PR #694, opened 2024-05-27
[Icon]: Add support for libraries of icons

fallaciousreasoning:
The motivation for this is I need to be able to display Chromium icons from `chrome://resources/images/*` on the NTP alongside Nala icons.

Previously, I was just displaying the icon via an ``. However, when I do this, I can't change to color. Fortunately, Nala supports letting me do this sort of thing already, so if I can add an Icon library for the upstream icons, this should work nicely :smile:

### DIFF
--- a/src/components/icon/icon.svelte
+++ b/src/components/icon/icon.svelte
@@ -3,12 +3,22 @@
   import { writable } from 'svelte/store'
 
   let lastIconBasePath = '/icons'
-  let iconBasePath = writable(lastIconBasePath)
+  let iconBasePath = writable<{
+    [key: string]: string
+  }>({
+    '': lastIconBasePath
+  })
 
   export const setIconBasePath = (basePath: string) => {
     lastIconBasePath = basePath
-    iconBasePath.set(basePath)
+    addLibrary('', basePath)
   }
+
+  export const addLibrary = (library: string, basePath: string) =>
+    iconBasePath.update((prev) => ({
+      ...prev,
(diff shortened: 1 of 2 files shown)


src/components/icon/icon.svelte
```diff
@@ -3,13 +3,23 @@
   import { writable } from 'svelte/store'
 
   let lastIconBasePath = '/icons'
-  let iconBasePath = writable(lastIconBasePath)
+  let iconBasePath = writable<{
```
AlanBreck, line 6: `iconBasePath` feels like the wrong name for this data structure. Maybe the following changes?
- `lastIconBasePath => defaultLibraryPath`
- `iconBasePath => iconLibraryPaths`

src/components/icon/icon.svelte
```diff
@@ -3,13 +3,23 @@
...
+    [key: string]: string
+  }>({
+    '': lastIconBasePath
```
AlanBreck, line 9: Any way we could use something like `default` instead of an empty string?
```suggestion
    DEFAULT: lastIconBasePath
```

fallaciousreasoning: We could do something like:

```
const defaultSymbol = new Symbol()

{
    [defaultSymbol]: lastIconBasePath
}
```

fallaciousreasoning:
Closing this as the idea still scares me a wee bit :laughing:

Issue #682, opened 2024-05-20
List of component changes with Material color update


aguscruiz:
```[tasklist]
### Tasks
- [ ] Label colors. Default backgrounds change from themable 10 to 20.
- [ ] Toggle colors change, all of them.
- [ ] All themable colors and semantic colors change to adapt to new primitives
- [ ] Buttons change and now have light-dark themes in filled buttons
- [ ] Default icon color changes
- [ ] Default text styles color changes
- [ ] IT would be ideal if we could add aliases for each color that references another. Would make it easier to change things in the future?
- [ ] Updated elevation values
- [ ] Updated focus state: Created one style for buttons and one style for everything else as a stroke variable
```

PR #695, opened 2024-05-29
[Tokens]: Update universal with Material Base

fallaciousreasoning:
Resolves https://github.com/brave/leo/issues/682

## TODO
- [x] Change button text color in dark mode
- [x] Fix toggle dark mode
- [x] Fix radiobutton dark mode
- [x] Fix checkbox dark mode


aguscruiz:
What if instead of Static I use something like "Default"? 
-----
Yes, Android and iOS go in Universal too now.
-----
Is there any way we can see where does primitive colors were used? I'm not concerned about themable, but primitives will break
-----
There's something else I added over the last days, and it's the "blurple" and "orange" colors, in case we ever need to use them as they are, even if the theme is dynamic.

fallaciousreasoning:
@aguscruiz wrt to static/default I actually got it working
same deal with the primitive colors - I think things should just work - gotta say this actually works really well!

fallaciousreasoning:
Okay, I think this might be ready for a first review :fearful: @petemill @AlanBreck 

## Things I'd like to do:
1. Get reference resolving working with Style Dictionary - this seems to make the export work pretty darn well but the format that the variables needs to be in is a bit odd (we need to introduce a top level object to make it work).

aguscruiz:
@fallaciousreasoning just wanted to double check something (out of ignorance)

With this update, would we get the advantage of aliasing tokens we talked about?

The one where for example, `text/primary` would ve defined as `themable/neutral/70` (or whatever it s) instead of the actual pure hex code?

fallaciousreasoning:
Yup, that's right @aguscruiz - I changed the way we're doing it slightly (with a new `aliases` field) so we don't break the Android/iOS tokens. 

The stuff in the `value` field is essentially the default `Static` value while `aliases` tells it what variable it should point to

aguscruiz:
Yayyy thanks ⭐⭐⭐⭐⭐

src/components/button/button.svelte
```diff
@@ -389,15 +386,15 @@
     }
   }
   .leoButton.isPlainFaint {
-    --foreground: var(--leo-color-black);
+    --foreground: var(black);
```
fallaciousreasoning, line 389:
```suggestion
    --foreground: black;
```

src/tokens/transformation/web/color.js
```diff
@@ -0,0 +1,20 @@
+const TinyColor = require('@ctrl/tinycolor')
+
+module.exports = {
+  type: 'value',
+  matcher(token) {
+    return token.type === 'color'
+  },
+  transformer({ value, referencedVariable }) {
+    if (referencedVariable) {
+      const name = referencedVariable.substring(1).replaceAll('.', '-')
```
petemill, line 10: Small point: This is the same as what we do with skia for referenced variables too, right (ignore the first char, and replace `.` with `-`? Should the knowledge of how the references variables translate to names be shared?

petemill (approved):
Amazing to get this done - thanks for taking it on

fallaciousreasoning:
Merging... I'm scared :fearful:

PR #704, opened 2024-06-05
[Icons]: Don't change color on monochrome icons in updates

fallaciousreasoning:
This PR has two commits:
1. Updates the script to not trigger updates when the monochrome color changes
2. Updates the icons

They should probably be rebased rather than squashed so the icon updates commit only updates icons (finding things in them is a real pain)


fallaciousreasoning:
@AlanBreck what do you think of this approach?

AlanBreck (commented):
LGTM! ~Not exactly following what you're referring to with rebasing, though.~ You mean that this PR should be rebased instead of squashed, yes? For whatever reason, I thought you were referring to some change going forward with how we handle icon updates.

AlanBreck (approved):

PR #736, opened 2024-07-03
Ensure consuming apps receive Icon's IconName type instead of a bad relative import path

petemill:
Consuming apps should know @brave/leo but ../../../ is not the correct relative path from the typescript build output path

I had this pending locally but can't remember if it's still needed, so I'm submitting whilst I take a look!


fallaciousreasoning (approved):
LGTM - I thought we already merged this ages ago :D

EXERCISE BRIEF → Reproduce the records above line by line, without any change, up to and including the line that holds "The motivation for".

RESULT OF THE EXERCISE →
PR #694, opened 2024-05-27
[Icon]: Add support for libraries of icons

fallaciousreasoning:
The motivation for this is I need to be able to display Chromium icons from `chrome://resources/images/*` on the NTP alongside Nala icons.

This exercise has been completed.